Si la défense de la biodiversité et de la vie animale ont toujours été au centre des combats écologistes, la reconnaissance de l’animal comme individu et la prise en compte éthique des animaux comme êtres sentients, c’est-à-dire comme capables d’éprouver des choses subjectivement, ont souvent été éludés par notre parti. 

Qu’il soit d’élevage, domestique, de loisir ou sauvage, l’animal est regardé, jugé et apprécié au regard de la catégorie dans laquelle l’Homme le fait appartenir. Mais la société change, et notre rapport au vivant et aux animaux non-humains également. La multiplication des associations et collectifs animalistes le témoigne. Toutefois, malgré sa reconnaissance en 2015 “d’être doué de sensibilité” et la multiplication de discours politiques sur le “bien-être animal”, le manque de respect envers les animaux reste criant.

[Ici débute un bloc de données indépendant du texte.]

PR #12419, opened 2021-10-20
Removing unused prop/code paths from EditContact

ryanml:
The `showingMyAccounts` prop became obsolete as of: https://github.com/MetaMask/metamask-extension/pull/10680 - it's presence was producing the following warning while editing a contact: 
Screen Shot 2021-10-20 at 1 37 36 PM

`setAccountLabel` also became unneeded as a result of this removal


Gudahtt (commented):
LGTM! Except for the unit test failure :thinking:

Gudahtt (approved):

darkwing (approved):
I wonder if there's a tool out there that can detect this type of dead `prop` stuff.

Elevage et pêche intensifs, corrida, chasse, cirques avec animaux sauvages, delphinariums, zoos ou expérimentations animales sont des illustrations de notre rapport mercantile et déshumanisé aux animaux, considérés comme des choses.

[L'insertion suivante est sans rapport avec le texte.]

PR #12420, opened 2021-10-20
fix missing conversion rates in swaps token drop down

adonesky1:
Explanation:  Conversion rates were missing in the swaps "from token" searchable dropdown because contractExchangeRates are keyed with addresses in checksum format.  This is yet another case where [address format normalization needs to take place globally](https://github.com/MetaMask/metamask-extension/issues/7985)

additionally the defaultToken (ETH) appeared to only render conversionRates when `swapsTokens` were unavailable so this PR alters logic for deriving the tokensToSearchBuckets such that we guarantee the defaultToken/native asset has data required to show fiat conversion available.

### DIFF
--- a/ui/hooks/useTokensToSearch.js
+++ b/ui/hooks/useTokensToSearch.js
@@ -16,6 +16,7 @@ import { getConversionRate } from '../ducks/metamask/metamask';
 
 import { getSwapsTokens } from '../ducks/swaps/swaps';
 import { isSwapsDefaultTokenSymbol } from '../../shared/modules/swaps.utils';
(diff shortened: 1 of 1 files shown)


darkwing (dismissed):

dan437 (approved):
I've tested the changes locally and I can see fiat prices now + tokens are sorted by their fiat value. Great job!

darkwing (approved):
My only nit is that we run `toChecksumHexAddress(address)` twice, maybe we could store that value in a `const` instead of doing the work twice, but not a huge deal.

jpuri (approved):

La condition animale est un véritable sujet politique qui définit notre rapport aux animaux mais qui traverse également l’ensemble des thématiques sociales et environnementales abordées par EELV. La question animale est évidemment au coeur des questions agricoles, et notamment inséparable de la question de l’élevage (qui contribue à 14,5% des émissions de GES selon le rapport du GIEC de 2019) et de la mise à mort dans le cadre des abattoirs, où trois millions d’animaux sont tués quotidiennement.

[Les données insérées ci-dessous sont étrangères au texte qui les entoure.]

Issue #10741, opened 2021-03-26
Update currency conversion is incorrectly showing the current time.


tmashuang:
**Describe the bug**
The updated time for the currency conversion in settings is incorrectly always showing the current time.

**Steps to reproduce (REQUIRED)**
I blocked the specific network request within the developer console, but this can be achieved by going to the `Currency Conversion` setting and turning off the PC wifi. After waiting a about minute for the `Updated` text to update to the current time even though all network requests have been stopped.

**Expected behavior**
The last `conversionDate` should be applied to the text correctly.

danjm:
Note that recreating this requires explicitly blocking https://min-api.cryptocompare.com/ via the network tab in dev tools.

The "Updated" date should only show the date of the last successful update of the currency conversion rate.

PR #12422, opened 2021-10-21
Latest update conversion date  - issue  #10741

igorms-cons:
Fixes: 
(partial fix): see explanation section  below

- Pass good convert date  object to i18n (unix milliseconds)
- In offline mode, a message or the last conversion date is displayed

Explanation:   
The conversion date timestamp from the state was correct.  The date object passing through i18n helper was not converted correctly.  Thus,  the **_convertDate_** state is **always** sent by the library (even in offline mode). The library function is **_updateExchangeRate_**   and the value is   _**Date.now()**_  

Issue:  https://github.com/MetaMask/metamask-extension/issues/10741

Related to controllers PR: https://github.com/MetaMask/controllers/pull/621
**It is required to have this version of controller to get the expected behaviour**

### DIFF
--- a/ui/pages/settings/settings.component.js
+++ b/ui/pages/settings/settings.component.js
@@ -41,11 +41,31 @@ class SettingsPage extends PureComponent {
     initialBreadCrumbKey: PropTypes.string,
     mostRecentOverviewPage: PropTypes.string.isRequired,
     addNewNetwork: PropTypes.bool,
+    conversionDate: PropTypes.number,
   };
 
   static contextTypes = {
     t: PropTypes.func,
   };
+
+  state = {
+    lastFetchedConversionDate: null,
+  };
+
+  componentDidMount() {
+    this.handleConversionDate();
+  }
+
+  componentDidUpdate() {
+    this.handleConversionDate();
+  }
+
+  handleConversionDate() {
+    const { conversionDate } = this.props;
+    if (conversionDate !== null) {
+      this.setState({ lastFetchedConversionDate: conversionDate });
+    }
+  }
 
   render() {
     const {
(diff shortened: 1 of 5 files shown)


igorms-cons:
PR behaviour 
https://user-images.githubusercontent.com/89637087/139861684-8d8b8ea7-f2db-410c-98b0-88d700e75b9a.mov

The date is set on the settings page for now, not in state application. It implies that the date will be reset if we start from from home page.  A message is displayed (in offline mode).

mhasanagic:
Verified by QA - the behavior is as described

david0xd (dismissed):

ui/pages/settings/settings.component.js
```diff
@@ -41,12 +41,32 @@ class SettingsPage extends PureComponent {
...
+
+  componentDidMount() {
+    this.handleConversionDate();
+  }
+
+  componentDidUpdate() {
+    this.handleConversionDate();
+  }
+
+  handleConversionDate() {
```
danjm, line 63: Does this have to happen in this component? Could it just be in `setttings-tab.container.js`?

danjm: oh, I see, we are using client side state to cache the `lastFetchedConversionDate`

igorms-cons: Hello @danjm ,

You are totally right, my first implementation was directly in setttings-tab.container.js. I did it in settings because i wanted the `date` state to be available in all settings tabs. 
Like i said in my above explanations, - in offline mode -  if we leave _settings_  and come back, date state will be lost & message displayed.  Thats normal because `date` is obviously not in appstate. I dont know if we want to put it there.

Let me know which implementation is most relevant. Thx

danjm:
@igorms-cons This is now just blocked by an update to the controllers package. We probably have to handle that in another PR though, as it has to account for some breaking changes

igorms-cons:
@danjm  yep no pb, the PR https://github.com/MetaMask/controllers/pull/621 has been merged yesterday

adonesky1:
Hi @david0xd I have another [PR open](https://github.com/MetaMask/metamask-extension/pull/12443) to integrate the new controller version. We are each addressing different breaking changes separately here. @danjm Can we just merge them sequentially or should we merge our PRs somehow?

igorms-cons:
@danjm  I saw that @adonesky1  [PR](https://github.com/MetaMask/metamask-extension/pull/12443) is merged now (controllers).  How do you want me to proceed from now?

danjm:
@igorms-cons Just rebase this onto `develop` and it should be good to merge

igorms-cons:
@danjm  perfect, thx!

mhasanagic:
Re-verified by QA

david0xd (approved):

danjm (approved):

darkwing (approved):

Penser la condition animale conduit ainsi à agir pour une transition alimentaire vers une alimentation moins carnée. Mais elle est aussi au coeur de l’éducation, par la mise en place d’une politique éducative intégrant les réflexions de l’éthique animale et de l’éthologie ; ainsi que de l’économie, avec les revenus liés aux loisirs animaliers. La condition animale est aussi au coeur des questions de santé et de solidarité, avec le rôle de médiateur joué par l’animal ; et aussi d’aménagement avec la place laissée -ou pas- au vivant dans notre conception des territoires.

Que ce soit à l’échelle locale, départementale, régionale, nationale ou européenne, notre parti doit devenir le porte-parole d’un nouveau rapport avec les animaux et agir pour que ces derniers soient respectés dans leur singularité et enfin reconnus juridiquement comme tels (reconnaissance de la personnalité juridique de l’animal).